Waythamoorthy’s sense of false pride and smug satisfaction at his new role in BN comes at a high price. He has betrayed the Indian community and belittled his brother’s sacrifice in jail. He has sullied the good intentions of the poor Indians who donated to his cause.

Waythamoorthy may be proud to enjoy a seat in Najib’s Cabinet but he does not have the respect of Malaysians, especially the Indians, whom he claims to represent.

Mariam Mokhtar is a FMT colum

  1. #1 by worldpress on Sunday, 19 May 2013 - 11:00 pm

    It need loyalty like dog to get in

  2. #2 by sheriff singh on Monday, 20 May 2013 - 1:40 am

    I say again.

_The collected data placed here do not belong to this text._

PR #2187, opened 2017-06-23
INT-4304: (S)FTP Outbound Gateway Delete After GET

garyrussell:
JIRA: https://jira.spring.io/browse/INT-4304

Add an option to delete remote file(s) after GET/MGET.

### DIFF
--- a/spring-integration-ftp/src/test/java/org/springframework/integration/ftp/outbound/FtpServerOutboundTests.java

Parliament has not yet met.

    Not one of the 222 MPs-elect has been formally sworn in to serve as a MP. So how can any one of them then be sworn in as Minister or Deputy Minister ?

    Unless specifically provided for under the Constitution and the law, their appointments are questionable maybe even illegal.

  3. #3 by sheriff singh on Monday, 20 May 2013 - 1:53 am

    ”…..Najib’s feckless and uninspiring cabinet…”

    To the rural folks that elected them in, this is their ‘Dream Team’.

  4. #4 by TheOwl711 on Monday, 20 May 2013 - 4:50 am

    Najib truly enjoys using the back door. Ask Altantuya. If he wants to make me a senator and a minister in the PMD I would politely decline (haha not that he would). Why? Bcs I can’t work with dishonest people who have no principles,who lie,cheat and plunder and yet says “I love my country” but you bleed her dry;people whose words cannot be believed for even one second. You gotta be a yes-man all the time. I would be stress out! Truly.